BrainlessDailyMail Sat 24-Feb-18 10:01:07

wait... so list a load of thigs but really you only care about food on clothes? Come on, upload a picture.

My DH is a fussbot; he had conniptions once over a "MESS!" on the counter. His MESS! wasn't enough crumbs to excite a church mouse. I need a pic.

insancerre Sat 24-Feb-18 10:01:57

I don't see any issue with kids being mucky
It doesn't bother me at all
Smelling of wee is different

BlackeyedSusan Sat 24-Feb-18 10:02:34

some things are parentiung style.

obvious mud from recently playing garden park on otherwise cleanish well turned out kids would be fine. (parenting style) (Better be or else school are failing given they send ds home after sport club, which is obviously not the case.)
if they were in the same muddy clothes the day after... or two days after... not so much.
felt tip: parenting style as it does not really hurt the skin
maybe a small stain at home, or after a visit out to eat, or whilst eating, but not to wear for the next day and change if wet.

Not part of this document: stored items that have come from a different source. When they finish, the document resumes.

PR #201, opened 2024-01-22
Initial MacOS Support

GEMISIS:
### Description

[Problem]
Attempting to build on a MacOS device currently fails due to a variety of issues. This includes:

- Referencing "malloc.h"
- Missing checks for Apple compiler flags
- Incompatible compiler and linker flags for MacOS' clang gcc version
- The ARRAY_SIZE macro not being compatible with the MacOS' clang gcc version
- Incompatible sound library (asound)

[Solution]
This change fixes the above issues and updates the documentation for how to use on MacOS. Sound currently is a work in progress as a new sound library is searched for to use.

Icequeen01 Sat 24-Feb-18 10:03:05

I would feel the same as you Op. I would certainly expect my DH to have changed my DS's clothes if they were covered in food. I used to have a friend who I would meet up with for afternoons out with the kids. Her two would turn up with half their lunch down them - horrible and lazy parenting in my eyes. Food smells too! But then I am the type of parent who ironed my DS's pants and I'm still doing it and he's 18 now blush

Lalalaleah Sat 24-Feb-18 10:03:59

I certainly don't iron school uniform.
I try not to let my kids go out with stained tops and food on their face but sometimes life happens and the youngest does. I do care about it, I think being completely oblivious is a bit crap.
DD3 went to school with a stained top on Friday because the tumble dryer had turned itself off. It's a red top and had toothpaste and some dark marks on it. I gave her a quick wet wipe rub but it didn't look brilliant. I would have preferred her to go in a clean top but life. I sent her in and didn't worry.

bridgetbishop Sat 24-Feb-18 10:04:42

Is the weeing child non-verbal? Why wouldn't he tell Dad?

Because he's massively embarrassed about it and in denial that It's happening. He won't admit he's wet himself.

Missingstreetlife Sat 24-Feb-18 10:04:51

Explain that stale wee smells so it's best to change or everyone will know? Not shaming but just info and how to manage. Can he change himself privately? Without a big fuss.